▶ _The task_: Among the entries below, find the lines with the word "useful" and copy them.

┄┄┄┄┄┄┄┄┄┄┄┄┄┄┄┄┄┄┄┄

PR #5467, opened 2023-02-02
General WsProvider extensibility improvements

### LINKED ISSUE #5408: Ease WsProvider extensibility
- [ ] Bug report
  - [x] Feature request
  - [ ] Support request
  - [ ] Other

`WsProvider` has a built-in non-extensible retry logic. While useful on its own, some more advanced scenario could be enabled if `WsProvider` extensibility was enhanced.

I am working on implementing a more advanced reconnection mechanism for `WsProvider`. Ideally such an extended WsProvider could track current performance and initiate a connection to a new endpoint of its choosing.
It appears to me that the `WsProvider` class could be made a little more accessible to facilitate that task.

Would you be open for a PR going in that direction?

Specifically, some ideas I have in mind:

* expose the `endpoint` currently used
* allow subclasses/external entities to consume per endpoint stats (via emitter -perf impact?- or user provided interface))
* make the `endpoint` selection mechanism overrideable (and have default implementation be the current one)

I don't expect that this would bring any breaking changes.

jeluard:
Allow to extend WsProvider so that informed logic can trigger endpoint selection and reconnection.

Fixes #5408

### DIFF
--- a/packages/rpc-provider/src/ws/index.ts
+++ b/packages/rpc-provider/src/ws/index.ts
@@ -181,6 +181,10 @@ export class WsProvider implements ProviderInterface {
     return new WsProvider(this.#endpoints);
   }
 
+  protected selectEndpointIndex (endpoints: string[]): number {
+    return (this.#endpointIndex + 1) % endpoints.length;
+  }
+
   /**
    * @summary Manually connect
    * @description The [[WsProvider]] connects automatically by default, however if you decided otherwise, you may
@@ -189,7 +193,7 @@ export class WsProvider implements ProviderInterface {
   // eslint-disable-next-line @typescript-eslint/require-await
   public async connect (): Promise<void> {
     try {
-      this.#endpointIndex = (this.#endpointIndex + 1) % this.#endpoints.length;
+      this.#endpointIndex = this.selectEndpointIndex(this.#endpoints);
 
       // the as typeof WebSocket here is Deno-specific - not available on the globalThis
       this.#websocket = typeof xglobal.WebSocket !== 'undefined' && isChildClass(xglobal.WebSocket as typeof WebSocket, WebSocket)
--- a/packages/rpc-provider/src/ws/index.ts
+++ b/packages/rpc-provider/src/ws/index.ts
@@ -3,7 +3,7 @@
 
 /* eslint-disable camelcase */
 
-import type { JsonRpcResponse, ProviderInterface, ProviderInterfaceCallback, ProviderInterfaceEmitCb, ProviderInterfaceEmitted, ProviderStats } from '../types';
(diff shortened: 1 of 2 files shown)


jeluard:
@jacogr Looking into this more, it looks to me total/active stats are not entirely aligned across providers (e.g. `requests`).
I think it makes sense to offer more stats for `active` though, do you have any recommendation on how you would see this being implemented?

packages/rpc-provider/src/ws/index.ts
```diff
@@ -268,13 +280,7 @@ export class WsProvider implements ProviderInterface {
    * @description Returns the connection stats
    */
   public get stats (): ProviderStats {
-    return {
-      active: {
-        requests: Object.keys(this.#handlers).length,
-        subscriptions: Object.keys(this.#subscriptions).length
-      },
```
jacogr, line 275: We lose this information - which is actually the only useful as-is information, current connections. (This is due to the rework of the structure above). We are actually interested in this, not just historic.

jacogr (commented):
I would suggest addition an additional field, not breaking active.

What you actually want is a `endpoint` entry in `ProviderStats`, not adjusting active.

jeluard:
@jacogr Is this acceptable to you?

packages/rpc-provider/src/ws/index.ts
```diff
@@ -174,13 +180,21 @@ export class WsProvider implements ProviderInterface {
...
+  }
+
   /**
    * @description Returns a clone of the object
    */
   public clone (): WsProvider {
     return new WsProvider(this.#endpoints);
   }
 
+  protected selectEndpointIndex (endpoints: string[]): number {
```
jacogr, line 194: Not sure why we are passing through the param here from the usage, i.e. line 206 below - should we not just use `this.#endpoints` here?

Additionally, I'm actually unsure about the utility here of having this function. Since it is only used in the one place (like 206 below), not sure why it is extracted since it doesn't actually set any values itself. So by the definition here -

1. it is external to the class - which means it is callable on the public interface
2. calling it external actually no no impact, i.e. doesn't set anything?

So circling back, I'm either missing something of don't see why this is now on the public interface here since it is a best (if not called below) a no-op.

jacogr (commented):
Once small comment - the stats + endpoint expose looks sane, just unsied about the select utility.

packages/rpc-provider/src/ws/index.ts
jeluard: The general idea is to allow subclasses to provide their own logic for endpoint selection (e.g. the one with lowest ping latency, the one with least previous errors per unit of time, ..).
It takes `endpoints` as parameters as it looks to me that having it as a field is an implementation detail that could evolve over time. If it was ok to break compatibility, I probably would have introduced some separate interface to model this.

jacogr (approved):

┄┄┄┄┄┄┄┄┄┄┄┄┄┄┄┄┄┄┄┄

▶ _Solution below_:
`WsProvider` has a built-in non-extensible retry logic. While useful on its own, some more advanced scenario could be enabled if `WsProvider` extensibility was enhanced.
jacogr, line 275: We lose this information - which is actually the only useful as-is information, current connections. (This is due to the rework of the structure above). We are actually interested in this, not just historic.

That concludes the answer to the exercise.